Trash aesthetics and the sublime: Strategies for visualising the unrepresentable within a landscape of refuse
Snake-Beings, E. (2015). Trash aesthetics and the sublime: Strategies for visualising the unrepresentable within a landscape of refuse. New American Notes On-line, 7(The Aesthetics of Trash).
Permanent Research Commons link: http://hdl.handle.net/10289/11183
Living in a technology-dependent society, it seems inevitable that our vision of the world is mediated and extended through our interactions with technology. We often realize the extent of technological mediation when our machines cease to function correctly. When a machine fails, we leave the predictably functioning world and enter into another realm. Think of the primitive magic of lighting candles during a power cut, where there is the potential of experiencing something sublime—something beyond the order and structure that technology imposes on us. On the other hand, when technology breaks it is also an opportunity to experience a myriad of emotions such as frustration, rage, loss, or boredom. In the face of technological failure, our ingrained response is to obtain a replacement, an upgrade, that promises greater freedom and a new way of visualizing the world.

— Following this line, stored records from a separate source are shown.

Issue #426, opened 2026-07-17
Non-UTF-8 input: wire encoding detection into the default path; current error is misleading


AndreaBozzo:
## Summary

Non-UTF-8 input (e.g. latin-1, still common in European CSV exports) fails hard, and the error is misleading on every axis:

```text
RuntimeError: Analysis failed: All engines failed: All engines failed.
Primary (Incremental): I/O error: stream did not contain valid UTF-8
Check file permissions and disk space.
Fallback (Arrow): CSV parsing failed: ... invalid utf-8 in field 1 near byte index 4
Suggestion: The CSV file 'unknown' has inconsistent column counts. This often happens with:
  � Text fields containing commas without proper quoting
  ...
```

Problems, in order:

1. `"All engines failed: All engines failed."` — duplicated prefix.
2. `"Check file permissions and disk space"` — wrong advice for an encoding error.
3. The suggestion block talks about **inconsistent column counts**, which has nothing to do with the failure, names the file as `'unknown'`, and its bullet glyphs are themselves mojibake (`�`) — an encoding bug inside the encoding error message.
4. `RobustCsvParser::detect_encoding` ([crates/dataprof-csv/src/robust_csv.rs:74](../blob/master/crates/dataprof-csv/src/robust_csv.rs#L74)) exists but the default profile path never uses it.

## Expected

Either wire encoding detection into the default path (decode latin-1/windows-1252 with a report-level note), or fail with a single, correct diagnostic: file, byte offset, detected encoding guess, and the one actionable suggestion (`re-encode to UTF-8` / future `encoding=` option).

Concrete instance of the #373 error-DX work; filing separately because the encoding fallback is a behavior decision, not just message hygiene.

Found in a 0.10.0 dogfooding session.

Issue #371, opened 2026-07-11
Epic: Product Experience & Trust


AndreaBozzo:
## Outcome

Make dataprof feel like a dependable product, not only a capable profiling engine.

A user should be able to install it, understand what the installed build can do, profile unfamiliar data, interpret the result, recover from common failures, and persist or automate decisions without learning the workspace architecture.

This epic owns cross-cutting ergonomics and user-facing contracts. Format engines, metrics, agent integration, testing, and streaming keep their own epics; work belongs here when its primary outcome is a clearer and more coherent user journey.

## Product principles

- **One obvious path:** `profile()` / `Profiler` remain the main entry points.
- **Actionable failures:** errors say what failed, preserve source context, and name the next useful action.
- **Honest capabilities:** optional features are discoverable at runtime; unsupported does not look like broken.
- **Interpretable output:** reports explain important signals without transforming or cleaning the data.
- **Stable artifacts:** saved reports have an explicit compatibility story.
- **Parity:** the same input produces the same profile semantics across engines and Python/Rust paths.
- **Local and deterministic:** no telemetry, hosted service, data movement, or implicit network calls.

## Delivered foundations

- [x] #372 — installed capability discovery
- [x] #373 — consistent actionable error contract
- [x] #374 — serialized report schema version and compatibility
- [x] #381 — duplicate normalized column-name policy
- [x] #382 — malformed JSONL policy parity
- [x] #383 — approximation provenance for distinct counts
- [x] #384 — empty quality-dimension selection contract
- [x] #386 — remove the columnar 1,000-value cardinality cap
- [x] #387 — deterministic/honest large-file distribution statistics

### 0.10 — close correctness gaps found by dogfooding

- [x] #429 — suppress locale-pattern false positives in ordinary identifiers
- [x] #459 — make sampling implement-or-reject across public paths
- [x] #460 — enforce execution-control and provenance invariants
- [x] #462 — report async ragged CSV recovery honestly
- [x] #464 — audit every published feature graph and disposition the RSA advisory

The bounded fix bundle shipped in PR #466. Final 0.10 dogfood closure is tracked by #480, #482, and #483; crate navigation is #306.

### 0.11 — the report tells the truth

0.11 shipped the scoring and provenance-honesty work found by dogfooding across sixteen input paths.

- [x] #544 — quality score is non-monotonic: 20% junk scores 100.0, 18% scores 95.5
- [x] #436 — completeness semantics for sparse optional columns
[...]

PR #446, opened 2026-07-19
feat(errors): standardize actionable diagnostics and preserve source context

### LINKED ISSUE #373: Product errors: preserve source context and standardize actionable diagnostics
Parent: #371

## User problem

`DataProfilerError` has categories and some helpful suggestions, but the contract is inconsistent:

- generic `From<std::io::Error>`, `From<anyhow::Error>`, and `From<csv::Error>` conversions replace the source path with `"unknown"`
- `UnsupportedFormat` says only CSV/JSON/JSONL are supported although Parquet is a default feature
- some messages still use legacy “DataProfiler” naming
- Python callers sometimes receive a native exception class and sometimes a generic mapped runtime error
- suggestions are embedded in display strings rather than consistently available as structured context

This makes common failures harder to recover from and makes programmatic handling fragile.

## Outcome

Define and implement a compact error contract shared by public Rust entry points and mapped deliberately at the Python boundary. Every user-facing error should preserve what operation/source failed where safe, expose a stable category, and provide a next action when one exists.

## Work

1. Inventory public error paths for CSV, JSON/JSONL, Parquet, configuration, database, and Python dispatch.
2. Write the contract before changing variants: stable category, human message, optional source/operation, optional suggestion, and error source chain.
3. Replace context-free `From` conversions at call sites where the path/operation is known.
4. Correct stale format/product wording.
5. Map predictable conditions to idiomatic Python exceptions without leaking credentials or raw data.

## Acceptance criteria

- [ ] A missing, unreadable, malformed, and unsupported-format fixture has an asserted Rust category/message and Python exception/message.
- [ ] Known paths are never rendered as `"unknown"`.
- [ ] Supported-format suggestions reflect enabled features or avoid making a false exhaustive claim.
- [ ] Database errors redact credentials and query values.
- [ ] Existing error sources remain chained where possible.
- [ ] Public error changes are documented as compatibility-sensitive.

## Likely files

- `crates/dataprof-core/src/errors.rs`
- parser and facade call sites under `crates/dataprof-*/src/`
- `crates/dataprof-python/src/`
- `tests/` and `python/tests/`
- `docs/guides/getting-started.md`

## Verification

```bash
cargo test -p dataprof-core
cargo test -p dataprof-json
cargo test -p dataprof-python
uv run pytest python/tests/test_python_api.py -q
```

## Non-goals

- automatic recovery that changes input semantics
- logging raw rows, credentials, or full SQL queries
- a new error-reporting service

AndreaBozzo:
Closes #373. Part of the 0.10.0 contract & correctness milestone (Epic #371).

Gives public error paths a consistent contract: real source paths instead of `'unknown'`, honest supported-format claims, structured suggestions, redacted credentials, and idiomatic Python exceptions.

## Changes

**`dataprof-core` — the contract**
- The context-free `From<io::Error>` / `From<anyhow::Error>` / `From<csv::Error>` conversions no longer fabricate `FileNotFound { path: "unknown" }`; they preserve the original message and let call sites attach the path. `csv_parsing()` now takes `Option<&str>` and the suggestion drops the misleading `'unknown'` filename.
- `UnsupportedFormat` advertises only formats the running build can read — Parquet only when the `parquet` feature is enabled (wired a message-only `dataprof-core/parquet` flag forwarded from the facade's `parquet`).
- New `DataProfilerError::suggestion() -> Option<String>` exposes the next action as structured data.
- New `redact_credentials()` scrubs `scheme://user:pass@host`; applied in `database_connection()` / `database_query()`.
- Fixed stale "DataProfiler" wording.

**`dataprof-csv`** — every `csv_parsing` call passes the real `file_path` (was `"unknown"` / `"current file"`).

**`dataprof-db`** — scheme-mismatch config errors report the detected scheme instead of echoing the raw connection string.

**`dataprof` facade** — `analyze_file` fails fast with a `FileNotFound` naming the real path when the file is missing, uniform across engines/formats.

**`dataprof-python`** — categories map to `FileNotFoundError`, `ValueError` (unsupported format / config / hints), `PermissionError` / `OSError`, else `RuntimeError`; the `infer_schema` / `quick_row_count` / `analyze_structure` bindings now route through the shared mapper.

## Acceptance criteria
- [x] Missing / unreadable / malformed / unsupported-format fixture → asserted Rust category/message and Python exception/message
- [x] Known paths are never rendered as `"unknown"`
- [x] Supported-format suggestions reflect enabled features
- [x] Database errors redact credentials
- [x] Public error changes documented as compatibility-sensitive (release notes)

Existing source-chain preservation was left as-is where a `From` boundary has no source to chain ("where possible"); the encoding default-path decision remains #426.

## Compatibility
Error messages and, on the Python side, exception **types** change. `except RuntimeError:` blocks that caught missing-file / unsupported-format / config errors need updating to the idiomatic classes. Documented in `docs/release-notes.md`.

## Verification
```
cargo test -p dataprof-core -p dataprof-csv -p dataprof-db --features parquet
cargo test --features parquet --test error_contract --test public_api_facade
uv run pytest python/tests/test_python_api.py -q
uv run ruff check python/ && uv run ty check python/
```
All green.

### DIFF
--- a/Cargo.toml
+++ b/Cargo.toml
@@ -202,6 +202,7 @@ arrow = [
 ]
 parquet = [
     "arrow",
+    "dataprof-core/parquet",
     "dataprof-parquet/parquet",
     "dataprof-engines/parquet",
     "dataprof-partial/parquet",
--- a/crates/dataprof-core/Cargo.toml
+++ b/crates/dataprof-core/Cargo.toml
@@ -32,3 +32,6 @@ default = []
 arrow = ["dep:arrow"]
 async-streaming = ["dep:tokio"]
 database = []
+# Message-only flag: lets error diagnostics advertise Parquet support accurately
+# when the workspace is built with the facade's `parquet` feature. Enables no code.
+parquet = []
--- a/crates/dataprof-core/src/errors.rs
+++ b/crates/dataprof-core/src/errors.rs
@@ -496,7 +496,7 @@ impl DataProfilerError {
                 Some("Check that the file exists and you have permission to read it.".to_string())
             }
             DataProfilerError::UnsupportedFormat { .. } => Some(format!(
-                "This build reads {}. Re-encode the input, or rebuild with the needed feature.",
+                "This build reads {}. Convert the input to one of these formats, or rebuild with the feature for the format you need.",
                 supported_formats_hint()
             )),
             DataProfilerError::MemoryLimitExceeded => {
--- a/crates/dataprof-core/src/errors.rs
+++ b/crates/dataprof-core/src/errors.rs
@@ -1,5 +1,50 @@
 use thiserror::Error;
 
+/// The file formats this build can actually read, reflecting compiled features.
+///
+/// The list must never over-claim: Parquet is only advertised when the `parquet`
+/// feature is enabled, so an "unsupported format" error cannot point the user at
+/// a format the installed build cannot open.
+fn supported_formats_hint() -> &'static str {
+    #[cfg(feature = "parquet")]
+    {
+        "CSV, JSON, JSONL, Parquet"
+    }
+    #[cfg(not(feature = "parquet"))]
+    {
+        "CSV, JSON, JSONL"
+    }
+}
+
+/// Redact credentials from a string before it enters an error message.
+///
+/// Connection strings and driver errors can carry `scheme://user:password@host`.
+/// We collapse the userinfo to `***` so passwords (and usernames) never reach a
+/// log line or a surfaced diagnostic, while keeping the scheme/host for context.
+pub fn redact_credentials(input: &str) -> String {
+    // Match the `://[userinfo@]` segment of any URL-like token and drop userinfo.
+    let mut out = String::with_capacity(input.len());
+    let mut rest = input;
+    while let Some(scheme_idx) = rest.find("://") {
+        let after_scheme = scheme_idx + 3;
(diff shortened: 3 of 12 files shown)


AndreaBozzo:
The deferred source-chain preservation (retaining `#[source]` through the `From` conversions) is tracked separately in #447 — it's an unbounded refactor gated on the `Clone` derive on `DataProfilerError`, out of scope for this contract PR.

AndreaBozzo:
Addressed all four Copilot review comments in 1b8165a:

1. **`symlink_metadata(path).is_err()` over-matched** — the fast-path now only short-circuits to `FileNotFound` on `ErrorKind::NotFound`; permission and other I/O errors fall through so the engine surfaces the accurate category (no more `PermissionError` masquerading as `FileNotFoundError`).
2. **Case-sensitive permission check** — the Python `IoError` → `PermissionError` mapping now lowercases before matching.
3. **Misleading "Re-encode" suggestion** — `UnsupportedFormat.suggestion()` now says "Convert the input to one of these formats, or rebuild with the feature for the format you need."
4. **Silently-passing malformed test** — replaced with a deterministic non-UTF-8 CSV case (the #426 scenario) that always hits the error path via `expect_err`, so it can't go vacuous if the parser becomes permissive.

fmt, clippy `-D warnings`, and the Rust + Python test suites are green.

The old piece of technology turns to trash and falls silently and invisibly from our consciousness, as new technological vistas take command of our attention. The failure of machines can also be an intentional consequence of industry, such as the kind of in-built redundancy that drives the production and sale of new products, as discussed in Vance Packard’s book The Waste Makers or Slavoj Žižek’s commentary in Astra Taylor’s 2008 documentary Examined Life. While, in this sense, trash is intentional, there is also something about trash which has moved beyond function and human purpose: this is the link between trash and the realm of the sublime that I wish to explore in this essay.